The MSSE-Ar scale used in this study exhibited good internal consistency. The Cronbach’s alpha of the MSSE-Ar scale was 0.88, that is, above the recommended level of 0.70, thus indicating good reliability. The coefficient was similar to that of the original English-language scale (0.87)19 and to the Cronbach’s alpha coefficients reported in studies documenting the adaptation of the MSSE scale into other languages; for example, the Turkish21 version has a Cronbach’s alpha coefficient of 0.90 and Greek20 version has a Cronbach’s alpha coefficient of 0.88.
The CFA results revealed that all individual items were significantly correlated to the latent variable (self-efficacy). It also supported the scale’s single-factor structure that was recommended on the basis of the original scale. Moshki et al18 reported a 2-factor structure but the tested Farsi version had 14 items compared to the 10 items in the current study. Furthermore, similar to the original scale,19 the CFI goodness-of-fit index in the current study was higher than 0.90.
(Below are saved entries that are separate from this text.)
PR #254, opened 2025-05-12
[Cmdct-4610] Create and Access TA & CI reports

BearHanded:
### Description

Adds functionality for the TA & CI reports, plugging into the existing tables.

- Adds templates for each report type, moving each report into a year and type folder
- Ties those new forms into the formSelection method in the api, at that point most API functionality works
- Changes the reportType QMS check in build to instead look for if it is a report with a measureConfig. The new reports are simpler and don't do that, and we may reuse that "measureConfig" logic for other reports.
- Restructures the AddEditReportModal to pull it's verbiage and options from other files per report type, letting us reuse that component and make changes in one place per report type.
- Components like SubNavHeader and Sidebar that display report type verbiage now key off type to get their displayed value. If this trend expands, we can make actual verbiage files, but the AddEditReportModal variant is slightly more complicated. Not a lot of reuse just yet.

TL;DR You can create the new report types, access them, edit them, probably complete them. 

image
image

### Related ticket(s)

CMDCT-4610, CMDCT-4611, CMDCT-4612

---
### How to test

https://d3urd1ouex0cuw.cloudfront.net/
Create a CI Report
- The options should differ from QMS creation
- Report can be renamed after creation
- Clicking Edit takes you into the report
- The report can be edited and saved

Create a TA Report
- repeat the above

### Important updates

---
### Author checklist

---


services/ui-src/src/components/layout/Header.tsx
benmartin-coforma, line 1: Suggestion: This is unrelated to your current PR, but would it be a huge lift to have `SubnavBar` call `const { state, reportType } = useParams()`? As opposed to slicing up the path ourselves & passing those values in through props.

services/ui-src/src/components/modals/AddEditReportModal.test.tsx
```diff
@@ -177,6 +178,37 @@ describe("Test submit", () => {
...
+
+  afterEach(() => {
+    jest.clearAllMocks();
+  });
+  test.each([
+    { type: ReportType.QMS, text: "Quality Measure Set Report" },
+    { type: ReportType.TA, text: "TACM Report" },
+    { type: ReportType.CI, text: "CICM Report" },
+  ])("$type report type renders a title", ({ type, text }) => {
+    screen.debug();
```
benmartin-coforma, line 194: Nit: we won't need this ~console.log~ I mean, `screen.debug()`

```suggestion
```

services/ui-src/src/components/modals/AddEditReportModal.tsx
```diff
@@ -1,10 +1,32 @@
...
+  selectedReport: Report | undefined
+) => {
+  switch (reportType) {
+    case ReportType.QMS:
+      return QmsOptions(selectedReport);
+    case ReportType.TA:
+      return TaOptions();
+    case ReportType.CI:
+      return CiOptions();
+  }
```
benmartin-coforma, line 28: Question: Would an `assertExhaustive(reportType)` make a difference here?

I mean, if you delete a case, does the switch already complain that it's not exhaustive? If not, then I think an assertion is called for. If so, that's wonderful, and I have a bunch of places I want to go delete such assertions.

services/ui-src/src/components/report/Sidebar.tsx
```diff
@@ -14,6 +15,18 @@ const navItem = (title: string, index: number) => {
...
+const getTitle = (report: Report) => {
+  if (!isReportType(report.type)) return "";
+  switch (report.type) {
+    case ReportType.CI:
+      return "CICM Report";
+    case ReportType.QMS:
+      return "Quality Measure Set Report";
+    case ReportType.TA:
+      return "Timely Access Report";
+  }
```
benmartin-coforma, line 27: Same question here regarding assertExhaustive

benmartin-coforma (commented):
I don't see any major problems here.

ajaitasaini (dismissed):
tested locally, works as expected. functionality is correct + correct URLs are being reached. Don't see any glaring issues with the code!

services/ui-src/src/components/modals/AddEditReportModal.test.tsx
BearHanded: oops yes

services/ui-src/src/components/layout/Header.tsx
BearHanded: I think it just recalls moving the route provider or whatever it's called up a level or two.

ajaitasaini (approved):

services/ui-src/src/components/layout/Header.tsx
benmartin-coforma: Okey doke. That's a potential drive-by refactor sometime, then.

benmartin-coforma (approved):
Code looks good to me!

The MSSE-Ar scale revealed a statistically significant difference between women who had had mammograms and those who had not. Additionally, the scores varied according to the stage of change the participants were at, with women who are in the early stages achieving lower scores than those at advanced stages. These differences in the known groups supported the construct and the predictive validity of the MSSE-Ar scale. A similar pattern was reported in previous research on various language versions of the MSSE.19,21 When tested, the original English MSSE found that adherent women achieved higher scores (45.35±0.24) than did non-adherent women (43.30±0.23).19
There are several strengths inherent in the present study. The analyses relied on a random sample of women from PHCs, thereby giving estimates of parameters in a community setting. The translation and adaptation processes were rigorous and followed the recommended steps to ensure equivalence and assess the scale’s psychometric properties. However, the study also has some limitations: first, the sample was taken from Madinah city only, and, therefore, may not be representative of all women in Saudi Arabia. Second, the present study assessed mammography practices based on the participants’ self-reported data. The mammography-related self-report method had not been validated in a Saudi Arabian primary healthcare setting.
Further studies can verify the applicability of the MSSE-Ar scale to women from different cultural backgrounds, in different healthcare settings, or in different regions of Saudi Arabia. Moreover, further research can investigate other varieties of validation studies like the instruments’ sensitivity, discriminant validity, and responsiveness to change.
In conclusion, the current study presented an adapted and validated Arabic version of the MSSE scale for use in the context of primary healthcare in Saudi Arabia. It provided evidence of the Arabic version’s good psychometric properties using reliability analysis, CFA, and extreme groups validation. The scale may be useful in evaluating interventional studies aimed at improving participation rates in mammography screening programs.